The National Human Genome Research Institute (NHGRI), part of the National Institutes of Health (NIH), today awarded more than $20 million in grants to develop innovative sequencing technologies inexpensive and efficient enough to sequence a person's DNA as a routine part of biomedical research and health care.

"The ability to comprehensively sequence any person's genome is the type of quantum leap needed to usher in an age of personalized medicine where healthcare providers can use an individual's genetic code to prevent, diagnose, and treat diseases," said Alan E. Guttmacher, M.D., acting director of the National Human Genome Research Institute.

DNA sequencing costs have fallen dramatically over the past decade, fueled in large part by tools, technologies and process improvements developed as part of the successful effort to sequence the human genome. NHGRI subsequently launched programs in 2004 to accelerate the development of sequencing technologies and the rate of reduction of genome sequencing cost.

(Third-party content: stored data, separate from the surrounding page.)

PR #2812, opened 2024-10-24
fix: `vercel_edge` enable code splitting by default

oscartbeaumont:
### ❓ Type of change

### 📚 Description

Previously when building using the `vercel_edge` preset the entire function code would be exported as a single JS file at `.vercel/functions/__nitro.func/index.mjs`. This means all dyanmic `import`'s are flattened to be inline.

This change copies the rollup configuration from the Cloudflare preset to the Vercel edge preset so this is no longer the case and dynamic imports actually lazily import code.

This changes allows me to lazy load less important code instead of requiring it all to be loaded and parsed at server startup.

This change aligns the `vercel_edge` preset with Nitro's existing Cloudflare presets which seems logical because Vercel's Edge functions run on Cloudflare Workers.

### 📝 Checklist

### DIFF
--- a/src/presets/vercel/preset.ts
+++ b/src/presets/vercel/preset.ts
@@ -56,7 +56,9 @@ const vercelEdge = defineNitroPreset(
     },
     rollupConfig: {
       output: {
-        format: "module",
+        entryFileNames: "index.js",
+        format: "esm",
+        inlineDynamicImports: false,
       },
     },
     unenv: {


pi0:
First thanks for PR.

Vercel edge, is not based on cloudflare CDN.

I have tested your PR against our e2e deployments (commit: https://github.com/unjs/nitro-deploys/commit/fb1f640e1f04edbeca131f9f81a339f4e098c971)

It seems they don't support dynamic imports (at least via this change alone)

image

I will try to reach out to them for more info (feel free to open a tracker issue) but in the meantime it is not possible at is seems.

pi0:
Almost sure they don't host it on top of cloudflare workers with all defferences. Not sure if they built it on top of opensource [workerd](https://github.com/cloudflare/workerd) or not ([docs](https://vercel.com/docs/functions/runtimes/edge-runtime) and [docs](https://vercel.com/docs/edge-network/overview) don't mention it at all and they only provide [edge-runtime](https://edge-runtime.vercel.app/) -- a Node.js based emulation layer for development time, if it was workerd based there was no reason to built such thing)

---

On cloudflare/workerd side, indeed. they are working on a new "module registry" system to allow lazy chunk imports and also unblock Nitro to avoid second build step.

Significant progress has been made towards the goal of producing high quality genome sequence of 3 billion base pairs the amount of DNA found in humans and other mammals for $100,000. Ultimately, NHGRI's vision is to cut the cost of whole-genome sequencing of an individual's genome to $1,000 or less, which will enable sequencing as part of routine medical care.

"A new generation of sequencing technologies is stepping in front of the already impressive technologies that enabled initial sequencing of the human genome," said Jeffery Schloss, Ph.D., NHGRI's program director for technology development. "We continue to seek further innovation to enable routine sequencing of genomes to advance scientific knowledge and healthcare."

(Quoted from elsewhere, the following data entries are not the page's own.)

PR #2814, opened 2024-10-25
fix: apply headers from `routeRules` in dev server

### LINKED ISSUE #2749: `routeRules` does not work in DEV mode for static files
### Environment

Node Version: v18.20.3
Nitro Version: 2.9.7

### Reproduction

In [this example](https://stackblitz.com/edit/nitro-route-rules-dev?file=nitro.config.ts) `/hello.txt` route should return `Content-type: application/json` header, and it does work in the PROD mode, but doesn't work in the DEV mode, where `Content-type: text/plain; charset=UTF-8` is returned.

Try to access `/hello.txt` route and check the headers of the response:
1. In `DEV` mode.
2. In `PROD` mode.

#### public/hello.txt

```
World
```

#### nitro.config.ts

```ts
// https://nitro.unjs.io/config
  srcDir: 'server',
  routeRules: {
    '/hello.txt': {
      headers: {
        'Content-Type': 'application/json',
      },
    },
  },
});
```

### Describe the bug

When `nitro.config.ts` contains a `routeRules` section that sets headers for a static file (from `public` dir), then these headers are not set when the server is running in DEV mode (`npm run dev`). The headers are set, though, when the server is running in PROD mode (`npm run build && npm run preview`).

### Additional context

The bug was originally created as nuxt/nuxt#26740.

### Logs

_No response_

peterthenelson:
### 🔗 Linked issue

#2749

### ❓ Type of change

- [x ] 🐞 Bug fix (a non-breaking change that fixes an issue)

### 📚 Description

As detailed in the linked bug, `routeRules` fail to apply to public assets when using the dev server. The reason this happens is, IIUC, that the handler for `routeRules` runs in the reloadable worker (like the majority of the server logic), while the public asset serving happens locally in the app created in `dev-server/server.ts`. Requests for public assets get served without ever proxying anything to the worker.

I solve this by adding a handler to the dev server itself that partially duplicates some of the logic in `route-rules.ts`. Some notes:
- This only applies the headers from `routeRules`. The actual handler in the worker also allows for redirects and proxying. It's not clear to me whether it makes any sense to apply those to public assets, and in the case of proxying, it requires the "localFetch" object.
- This redundantly sets the headers in cases where the dev server was already setting them (i.e., the non public assets). I considered a couple alternatives, but they would either require duplicating or inverting the URL-path-to-file-path logic from the "send" package (which is what "serve-static" uses).

Anyway, it's totally possible I'm going about this the wrong way, but that's my reasoning for why I did it this way.

Resolves #2749

### 📝 Checklist

- [x ] I have linked an issue or discussion.

### DIFF
--- a/src/core/dev-server/server.ts
+++ b/src/core/dev-server/server.ts
@@ -8,6 +8,7 @@ import { type FSWatcher, watch } from "chokidar";
 import {
   type H3Error,
   type H3Event,
+  appendResponseHeaders,
   createApp,
   createError,
   eventHandler,
@@ -22,15 +23,18 @@ import type {
   Nitro,
   NitroBuildInfo,
   NitroDevServer,
+  NitroRouteRules,
   NitroWorker,
 } from "nitropack/types";
 import { resolve } from "pathe";
 import { debounce } from "perfect-debounce";
 import { servePlaceholder } from "serve-placeholder";
 import serveStatic from "serve-static";
-import { joinURL } from "ufo";
+import { joinURL, withoutBase } from "ufo";
 import defaultErrorHandler from "./error";
 import { createVFSHandler } from "./vfs";
+import { createRouter as createRadixRouter, toRouteMatcher } from "radix3";
+import defu from "defu";
 
 function initWorker(filename: string): Promise<NitroWorker> | undefined {
   if (!existsSync(filename)) {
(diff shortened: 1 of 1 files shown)


peterthenelson:
@pi0 let me know if there's anything else I should do before you review this. Also, thanks for all your work on the many unjs projects; I've been finding them really useful :)

src/core/dev-server/server.ts
```diff
@@ -166,6 +170,26 @@ export function createDevServer(nitro: Nitro): NitroDevServer {
   // Debugging endpoint to view vfs
   app.use("/_vfs", createVFSHandler(nitro));
 
+  // Apply headers based on routeRules. In cases where the dev server is being
+  // used, these would otherwise fail to be applied to public assets.
+  const routeRulesMatcher = toRouteMatcher(
+    createRadixRouter({ routes: nitro.options.routeRules })
+  );
+  app.use(
+    "/",
```
pi0, line 179: I think we could add middleware only to static asset paths (and ideally only when matching them)

peterthenelson:
I had a followup question (see thread) before I make the requested changes.

src/core/dev-server/server.ts
peterthenelson: I revisited this, and I was indeed missing an easier approach. The serveStatic setHeaders callback indeed gets passed the file path, but the response object can get at the original url path, so no need to do the rube-goldberg nonsense I was worrying about.

pi0:
Added tests, two issues:

- `path` passed inside middleware omits base `/build/test.txt` gets `/test.txt` therefore rules wasn't matching.
- Currently, nitro has an implicit behavior that ignores `maxAge` of public assets (which makes a route rule) in development mode which means this patch can cause behavior change (long term asset caches in dev). I am thinking for Nitro v2, we should avoid setting `cache-control` from route rules to avoid it)

prettypet2137:
@pi0 
I'm using Nuxt 3.12.4 with Nitro 2.9.7 and I have also same issue as above.
Can you please check this PR and merge?
Thank you.

dataexcess:
is there an ETA on when this fix will be shipped? I would prefer not have to pin my nitro version to this branch. Plus Im using nuxt, so is that even possible? (I'm a noob)

pi0:
Thanks for PR dear @peterthenelson and sorry left unattended. Moving to #3926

The new grants will fund eight investigator teams to develop revolutionary technologies that would make it possible to sequence a genome for $1,000, as well as three investigators developing nearer-term technologies to sequence a genome for $100,000. The collective approaches incorporate many complementary elements that integrate biochemistry, chemistry and physics with engineering to enhance the whole effort to develop the next generation of DNA sequencing and analysis technologies.

"$1,000 Genome" Grants

NHGRI's Revolutionary Genome Sequencing Technologies grants have as their goal the development of breakthrough technologies that will enable a human-sized genome to be sequenced for $1,000 or less. Grant recipients and their approximate total funding are:

Daniel Branton, Ph.D., Jene A. Golovchenko, Ph.D., Harvard University, Cambridge, Mass.
$6.5 million (4 years)
Electronic Sequencing in Nanopores

Several groups are developing nanopores (holes about two nanometers in diameter) that may be able to recognize individual DNA bases by their electrical or ionic signals to achieve high-accuracy sequencing of individual DNA molecules. The goal of this group is to design and optimize nanopore technology using novel electronic control and sensing methods to eventually lead to a nanopore detector chip capable of sequencing a mammalian genome within a day on a single instrument.

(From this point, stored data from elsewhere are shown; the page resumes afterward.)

PR #2818, opened 2024-10-29
chore(types): annotate `h3Exports` types

iiio2:
### ❓ Type of change

### 📚 Description

`resolveModuleExportNames` function returns `Promise<string[]>`. Here we have called it but `h3Exports` is returning `any`. I have explicitly annotated `string[]` for `h3Exports`. Also below we are filtering `h3Exports`. I think `filter` can be used only with arrays. That is why I think we may explicitly annotate `h3Exports` here.  

### 📝 Checklist

### DIFF
--- a/src/core/config/resolvers/imports.ts
+++ b/src/core/config/resolvers/imports.ts
@@ -15,7 +15,7 @@ export async function resolveImportsOptions(options: NitroOptions) {
   options.imports.presets.push(...getNitroImportsPreset());
 
   // Add h3 auto imports preset
-  const h3Exports = await resolveModuleExportNames("h3", {
+  const h3Exports: string[] = await resolveModuleExportNames("h3", {
     url: import.meta.url,
   });
   options.imports.presets ??= [];


src/core/config/resolvers/imports.ts
```diff
@@ -15,7 +15,7 @@ export async function resolveImportsOptions(options: NitroOptions) {
   options.imports.presets.push(...getNitroImportsPreset());
 
   // Add h3 auto imports preset
-  const h3Exports = await resolveModuleExportNames("h3", {
+  const h3Exports: string[] = await resolveModuleExportNames("h3", {
```
pi0, line 18: Type is already inferred: 

image

pi0:
Thanks for PR, but in this case, simply relying on inference should be good enough internally.

src/core/config/resolvers/imports.ts
iiio2: oh. i see. thanks.

iiio2:
Ok @pi0 . Thank you so much.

Stephen Y. Chou, Ph.D., Princeton University, Princeton, New Jersey
$920,000 (3 years)
Nanogap Detector (Arrays) Inside Nanofluidic Channels for Fast Real-Time DNA Sequencing

A nanometer is one-billionth of a meter, much too small to be seen with a conventional lab microscope. This group will explore using a nanochannel that includes a nanogap detector sensitive enough to identify DNA base pairs by their electrical signals as a single DNA molecule is moved through the device, eliminating the costly step of amplifying or labeling the DNA. The focus of the initial work is to develop techniques for fabricating nanogap detectors with improved sensitivity and functionality.

Marija Drndic, Ph.D., University of Pennsylvania, Philadelphia
$820,000 (3 years)
DNA Sequencing Using Nanopore-Nanoelectrode Devices for Sensing and Manipulation

This team of researchers will address several current obstacles to achieving nanopore-based DNA sequencing by using nanoelectrodes to sense and manipulate molecules passing through the nanopore, and by integrating microfluidics to actively transport DNA molecules to the nanopore. Developments will be made available to other groups working to create nanopore-based DNA sequencers.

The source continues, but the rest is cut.